AOpacks Angola – an Angolan plastic processing company – decided to invest in local recycled products, purchased from waste collectors, to maintain its production due to the constraints imposed by the exchange rate devaluation for the import of plastic materials.

: Facebook da Aopacks
Facebook da Aopacks  

AOpacks Angola, a plastic transformation industry, produces packaging, disposable materials, components and systems for the civil construction sector and is one of the more than a thousand exhibitors that present their products, from this Tuesday until Saturday, at the 38th edition of the Luanda International Fair (Filda).

Speaking to Lusa, Erick dos Santos Martins, the company's commercial and administrative director, said that the country's current macroeconomic scenario, marked by the devaluation of the kwanza and the shortage of foreign exchange, led the company to focus on recycling.

"We are very concerned about [the current economic situation] and we are mainly attentive to the exchange rate devaluation and that is why we are betting precisely on recycling, since plastic 'commodities', with this exchange rate fluctuation, have increased their prices", said the Brazilian manager.

In view of the currency devaluation, the company, with 100 percent national labor, decided to create alternatives using recycled products, collaborating with waste collectors.

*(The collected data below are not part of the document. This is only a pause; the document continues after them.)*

PR #639, opened 2023-03-12
perf: Optimize transactions by addresses SQL queries

iccicci:
# Context

The `/chain-history/txs/by-addresses` endpoint (called by wallet restoration procedure) may take a long time depending on the number of the transactions affecting the addresses.

# Proposed Solution

The `transactionsByAddresses` exposed function takes advantage from `transactionsByHashes` exposed function.

- Added a new `transactionsByIds` internal function.
- Changed the two previously said function to call the new one.

This let to change the main query performed by `transactionsByAddresses` to return the `tx.id` rather than `tx.hash` optimizing it.

Changed all the `ChainHistoryBuilder` methods called by `transactionsByHashes` to accept `tx.id` rather than `tx.hash`.

### DIFF
--- a/packages/cardano-services/src/Metadata/util.ts
+++ b/packages/cardano-services/src/Metadata/util.ts
@@ -1,0 +1,16 @@
+import { Cardano } from '@cardano-sdk/core';
+import { TxMetadataByHashes } from './DbSyncMetadataService';
+import { TxMetadataModel } from './types';
+import { mapTxMetadata } from './mappers';
+
+export const mapTxMetadataByHashes = (listOfMetadata: TxMetadataModel[]): TxMetadataByHashes => {
+  const metadataMap: Map<Cardano.TransactionId, TxMetadataModel[]> = new Map();
+
+  for (const metadata of listOfMetadata) {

"We had to create alternatives that are recycled products, which generate jobs, where we work in partnership with communities of waste collectors", he stressed.

"All of this has fostered and brought new jobs and helped us to see a new perspective within our investment and our work", said Erick dos Santos Martins, who brought the transformation of plastic as a motto for Filda.

According to the businessman, the transformation of plastic appears as the motto of his exhibition at the Luanda fair because the company opts for its reuse, rejecting the idea of seeing plastic as "the great villain".

"Plastic, without proper recycling and without proper reuse, is a villain, so we brought the news that they are products made from national recycled products", he justified.

The plastic business, he added, "is profitable from the moment there is work", noting, however, that despite the reduction in its consumption, due to the country's current situation, work does not stop, and it is already planning the business enlargement.

"We know that we are not going through an easy period, where consumption decreases, but that does not discourage us and we believe that things will improve, we are working hard so that we are positioned in the market", he concluded.

The 38th edition of Filda, inaugurated this Tuesday by the President, João Lourenço, takes place in the Special Economic Zone (ZEE) Luanda-Bengo until Saturday.